Wives and husbands moved effortlessly between kitchen and table, ensuring nothing—and no one—was ever lacking. Conversation flowed easily for more than six hours.
Teenagers, grandparents, friends, hosts, and guests all shared the same space with genuine joy.
There was no tension, no politics, no division—only laughter, stories, and warmth.
I smiled when I saw Antonio playing with the six-month-old baby, making silly faces and drawing smiles so pure they melted my heart.
As evening approached, Lynn and I finally said our goodbyes so we could call family back in America. We left full—of food, yes—but even more so of gratitude.
My wife and I usually spend New Year’s Eve quietly at home in our Tuscan villa—enjoying a leisurely dinner, excellent Tuscan wine, and most importantly enjoying each other!
Then, close to midnight, we slowly ascend to the upper balcony where we have an unobstructed view of the Etruscan coastline.

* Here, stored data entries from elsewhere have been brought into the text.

PR #81, opened 2015-12-08
Added support for field-level overrides for reading.

DeathByTape:


clayreimann:
This will make limited access in railsplitter-ws so much cleaner!
[LGTM](http://lgtm.in/i/Th73)

[:+1:](http://lgtm.in/u/Th73)

yahoocla:
CLA is valid!

elide-core/src/main/java/com/yahoo/elide/core/PersistentResource.java
```diff
@@ -251,7 +251,7 @@ public boolean matchesId(String checkId) {
         }
 
         PersistentResource<T> resource = new PersistentResource<>(obj, requestScope);
-        checkPermission(ReadPermission.class, resource);
+        requestScope.checkFieldAwarePermissions(ReadPermission.class, resource);
```
wcekan: Could we make a local private to make this look cleaner?
```java
    resource.checkFieldAwarePermissions(ReadPermission.class);


private void checkFieldAwarePermissions(Class<A> annotationClass) {
    return requestScope.checkFieldAwarePermissions(ReadPermission.class, this);
}
```

elide-core/src/main/java/com/yahoo/elide/core/PersistentResource.java
```diff
@@ -456,7 +456,7 @@ protected boolean updateToOneRelation(String fieldName, Set<PersistentResource>
      * @return True if object updated, false otherwise
      */
     public boolean clearRelation(String relationName) {
-        checkObjectAndFieldPermissions(UpdatePermission.class, this, relationName);
+        requestScope.checkFieldAwarePermissions(UpdatePermission.class, this, relationName);
```
wcekan:
```java
checkFieldAwarePermissions(UpdatePermission.class, relationName);
```

elide-core/src/main/java/com/yahoo/elide/core/PersistentResource.java
DeathByTape: This is a static method :( so not in this particular case.

DeathByTape: This is true, but I just added another method. This is fixed! :+1:

wcekan:
:+1:

elide-core/src/main/java/com/yahoo/elide/core/RequestScope.java
```diff
@@ -275,4 +298,96 @@ public String toString() {
...
+        }
+
+        public FieldAwareCheck(Class<A> annotationClass, PersistentResource resource, String fieldName) {
+            this.annotationClass = annotationClass;
+            this.resource = resource;
+            this.fieldName = fieldName;
+        }
+
+        public void run() {
+            // Hack: doNotDefer is a special flag to temporarily disable deferred checking. Presumably, this check
```
aklish: I think this hack can be removed by restructuring.

aklish:
A few comments:
1) I would check Akash's pull request, but I believe a zuul super user can create a programmatic user WITHOUT needing a company membership.  However, I think it is probably OK.  We can associate such a user with Yahoo.

2) Can you break up the function to get a programmatic token.  I would probably make each mode handling section a separate function.

PR #89, opened 2015-12-16
A deleted resource should remove itself from all of its bidirectional…

aklish:
… relationships

This will also force update permissions to be checked on those relationships.


DeathByTape:
:+1:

We each have a glass of the best Tuscan wine. Often, a full moon is out which bounces sparkling reflections off the distant sea.
This is my article >>> Discovering the Timeless Wines of Tuscany
The sky is always filled with endless stars. Then it happens… the steady progression of explosions booming colorful sprinkles of new year birth down the entire coastline.
It is amazing. It is magical. Even so, when I look into my wife’s eyes, I realize that nothing is more magical than the two of us existing together, in this wonderful land with such wonderful friends.